DATA FOR REVIEW

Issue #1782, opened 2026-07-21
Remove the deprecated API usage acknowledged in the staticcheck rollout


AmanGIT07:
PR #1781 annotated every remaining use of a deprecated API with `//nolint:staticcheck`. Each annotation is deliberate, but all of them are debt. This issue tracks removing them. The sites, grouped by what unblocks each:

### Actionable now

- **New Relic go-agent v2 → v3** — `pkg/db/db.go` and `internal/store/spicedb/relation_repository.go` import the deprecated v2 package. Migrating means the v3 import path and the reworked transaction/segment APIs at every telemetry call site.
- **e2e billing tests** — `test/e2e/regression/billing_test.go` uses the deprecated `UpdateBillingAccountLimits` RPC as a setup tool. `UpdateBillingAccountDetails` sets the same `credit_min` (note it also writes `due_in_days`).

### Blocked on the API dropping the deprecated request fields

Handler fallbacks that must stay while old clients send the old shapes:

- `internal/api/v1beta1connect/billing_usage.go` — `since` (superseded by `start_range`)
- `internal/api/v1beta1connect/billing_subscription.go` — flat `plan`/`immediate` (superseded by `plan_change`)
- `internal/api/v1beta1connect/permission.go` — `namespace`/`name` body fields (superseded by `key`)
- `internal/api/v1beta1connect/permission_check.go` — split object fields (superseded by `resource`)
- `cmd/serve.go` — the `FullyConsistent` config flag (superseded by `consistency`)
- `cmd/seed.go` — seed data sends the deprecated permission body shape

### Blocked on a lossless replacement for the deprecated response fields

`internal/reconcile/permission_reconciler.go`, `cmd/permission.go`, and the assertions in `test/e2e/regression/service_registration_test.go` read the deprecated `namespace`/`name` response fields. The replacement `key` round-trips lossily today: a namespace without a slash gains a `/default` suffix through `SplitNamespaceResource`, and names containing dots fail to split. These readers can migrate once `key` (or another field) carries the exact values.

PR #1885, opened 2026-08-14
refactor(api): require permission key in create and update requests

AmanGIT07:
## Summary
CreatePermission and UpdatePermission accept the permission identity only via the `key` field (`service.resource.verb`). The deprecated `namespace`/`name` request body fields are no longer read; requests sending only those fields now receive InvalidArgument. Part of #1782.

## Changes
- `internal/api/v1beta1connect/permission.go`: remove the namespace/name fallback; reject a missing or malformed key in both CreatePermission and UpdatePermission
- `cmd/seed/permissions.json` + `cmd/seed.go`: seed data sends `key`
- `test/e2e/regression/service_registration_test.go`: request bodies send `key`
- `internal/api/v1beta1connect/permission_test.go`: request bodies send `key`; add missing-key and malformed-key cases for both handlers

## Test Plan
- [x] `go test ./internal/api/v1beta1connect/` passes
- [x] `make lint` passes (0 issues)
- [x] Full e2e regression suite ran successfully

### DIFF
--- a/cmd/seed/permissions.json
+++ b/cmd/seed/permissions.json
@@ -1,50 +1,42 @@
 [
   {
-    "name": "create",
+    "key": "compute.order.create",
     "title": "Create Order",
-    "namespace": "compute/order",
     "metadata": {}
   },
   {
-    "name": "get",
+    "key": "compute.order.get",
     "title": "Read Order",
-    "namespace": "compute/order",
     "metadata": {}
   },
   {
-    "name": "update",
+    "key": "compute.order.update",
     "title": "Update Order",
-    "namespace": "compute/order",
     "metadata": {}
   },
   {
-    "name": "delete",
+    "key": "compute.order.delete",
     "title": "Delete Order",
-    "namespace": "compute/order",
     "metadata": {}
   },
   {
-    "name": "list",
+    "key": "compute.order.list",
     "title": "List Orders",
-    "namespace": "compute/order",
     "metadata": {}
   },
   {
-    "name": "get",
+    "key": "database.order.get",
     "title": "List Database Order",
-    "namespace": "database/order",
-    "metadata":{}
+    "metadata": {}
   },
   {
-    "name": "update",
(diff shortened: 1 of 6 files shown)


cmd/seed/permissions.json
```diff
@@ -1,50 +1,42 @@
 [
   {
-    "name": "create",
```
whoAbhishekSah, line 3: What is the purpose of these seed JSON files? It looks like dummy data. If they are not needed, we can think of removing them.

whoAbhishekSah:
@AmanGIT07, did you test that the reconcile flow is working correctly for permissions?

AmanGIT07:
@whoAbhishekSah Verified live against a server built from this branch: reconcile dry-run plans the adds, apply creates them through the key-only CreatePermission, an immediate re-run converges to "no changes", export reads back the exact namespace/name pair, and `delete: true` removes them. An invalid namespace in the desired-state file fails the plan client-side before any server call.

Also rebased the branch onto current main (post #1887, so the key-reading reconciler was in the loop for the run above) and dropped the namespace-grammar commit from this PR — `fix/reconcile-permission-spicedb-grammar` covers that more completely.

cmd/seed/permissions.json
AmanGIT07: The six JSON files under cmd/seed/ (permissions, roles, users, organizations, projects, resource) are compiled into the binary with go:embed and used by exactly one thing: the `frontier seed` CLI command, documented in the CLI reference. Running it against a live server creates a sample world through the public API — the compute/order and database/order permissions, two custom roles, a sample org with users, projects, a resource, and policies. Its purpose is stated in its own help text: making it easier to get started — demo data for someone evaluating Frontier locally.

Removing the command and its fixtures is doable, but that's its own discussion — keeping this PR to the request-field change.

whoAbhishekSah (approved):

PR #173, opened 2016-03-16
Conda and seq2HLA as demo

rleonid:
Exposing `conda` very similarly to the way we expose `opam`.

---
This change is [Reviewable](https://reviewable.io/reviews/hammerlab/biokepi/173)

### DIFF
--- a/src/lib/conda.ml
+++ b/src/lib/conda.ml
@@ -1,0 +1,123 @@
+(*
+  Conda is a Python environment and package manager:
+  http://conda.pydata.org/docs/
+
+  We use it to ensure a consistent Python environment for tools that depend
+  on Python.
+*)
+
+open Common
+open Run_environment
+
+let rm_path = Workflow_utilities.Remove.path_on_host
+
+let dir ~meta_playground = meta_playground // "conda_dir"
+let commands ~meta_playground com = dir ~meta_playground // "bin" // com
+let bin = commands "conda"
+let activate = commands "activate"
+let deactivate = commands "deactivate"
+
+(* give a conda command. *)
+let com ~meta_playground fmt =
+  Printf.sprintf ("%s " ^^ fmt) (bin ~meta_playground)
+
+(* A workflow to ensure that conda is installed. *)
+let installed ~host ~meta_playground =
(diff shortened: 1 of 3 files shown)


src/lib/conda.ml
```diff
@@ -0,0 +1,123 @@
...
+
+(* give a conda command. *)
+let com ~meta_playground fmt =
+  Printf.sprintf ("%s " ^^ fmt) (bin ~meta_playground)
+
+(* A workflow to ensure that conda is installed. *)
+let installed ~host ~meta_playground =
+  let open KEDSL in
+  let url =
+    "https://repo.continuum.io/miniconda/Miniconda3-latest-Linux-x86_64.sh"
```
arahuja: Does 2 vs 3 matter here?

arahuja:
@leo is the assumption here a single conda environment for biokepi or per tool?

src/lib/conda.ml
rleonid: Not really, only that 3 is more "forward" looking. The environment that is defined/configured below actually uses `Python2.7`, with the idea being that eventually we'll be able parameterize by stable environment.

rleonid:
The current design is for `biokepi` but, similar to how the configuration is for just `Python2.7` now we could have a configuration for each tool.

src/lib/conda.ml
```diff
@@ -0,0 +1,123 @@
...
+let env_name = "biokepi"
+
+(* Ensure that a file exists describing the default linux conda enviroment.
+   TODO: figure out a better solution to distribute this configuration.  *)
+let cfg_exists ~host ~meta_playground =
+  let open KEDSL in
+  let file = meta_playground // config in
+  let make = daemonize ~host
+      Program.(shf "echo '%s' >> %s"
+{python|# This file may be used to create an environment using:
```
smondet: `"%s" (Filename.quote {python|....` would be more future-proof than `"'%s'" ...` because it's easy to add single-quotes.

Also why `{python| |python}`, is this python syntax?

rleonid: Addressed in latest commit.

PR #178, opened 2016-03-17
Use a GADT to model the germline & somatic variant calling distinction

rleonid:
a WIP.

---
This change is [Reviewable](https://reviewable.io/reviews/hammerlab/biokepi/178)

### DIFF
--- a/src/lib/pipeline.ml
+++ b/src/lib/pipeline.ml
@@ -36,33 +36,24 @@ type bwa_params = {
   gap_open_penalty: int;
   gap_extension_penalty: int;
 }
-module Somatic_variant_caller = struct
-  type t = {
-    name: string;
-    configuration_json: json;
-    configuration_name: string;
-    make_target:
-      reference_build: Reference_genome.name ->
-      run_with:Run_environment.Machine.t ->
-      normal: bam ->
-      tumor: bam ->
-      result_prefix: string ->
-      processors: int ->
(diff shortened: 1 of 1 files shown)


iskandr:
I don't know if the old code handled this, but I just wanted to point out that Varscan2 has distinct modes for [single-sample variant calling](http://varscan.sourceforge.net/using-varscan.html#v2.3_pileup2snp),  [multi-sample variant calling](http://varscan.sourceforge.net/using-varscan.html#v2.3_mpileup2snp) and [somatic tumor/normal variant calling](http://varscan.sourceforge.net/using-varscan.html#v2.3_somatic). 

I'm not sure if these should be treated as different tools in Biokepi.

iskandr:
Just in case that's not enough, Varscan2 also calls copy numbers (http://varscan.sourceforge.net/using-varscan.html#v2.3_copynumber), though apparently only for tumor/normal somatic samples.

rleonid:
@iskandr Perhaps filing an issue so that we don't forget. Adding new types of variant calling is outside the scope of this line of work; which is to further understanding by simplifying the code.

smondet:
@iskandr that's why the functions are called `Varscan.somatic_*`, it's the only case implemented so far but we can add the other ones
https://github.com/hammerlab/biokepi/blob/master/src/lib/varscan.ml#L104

PROBLEM DETAILS
The answer consists of every line above in which the word "CreatePermission" occurs.

RESULT FOR THIS EXERCISE
CreatePermission and UpdatePermission accept the permission identity only via the `key` field (`service.resource.verb`). The deprecated `namespace`/`name` request body fields are no longer read; requests sending only those fields now receive InvalidArgument. Part of #1782.
- `internal/api/v1beta1connect/permission.go`: remove the namespace/name fallback; reject a missing or malformed key in both CreatePermission and UpdatePermission
@whoAbhishekSah Verified live against a server built from this branch: reconcile dry-run plans the adds, apply creates them through the key-only CreatePermission, an immediate re-run converges to "no changes", export reads back the exact namespace/name pair, and `delete: true` removes them. An invalid namespace in the desired-state file fails the plan client-side before any server call.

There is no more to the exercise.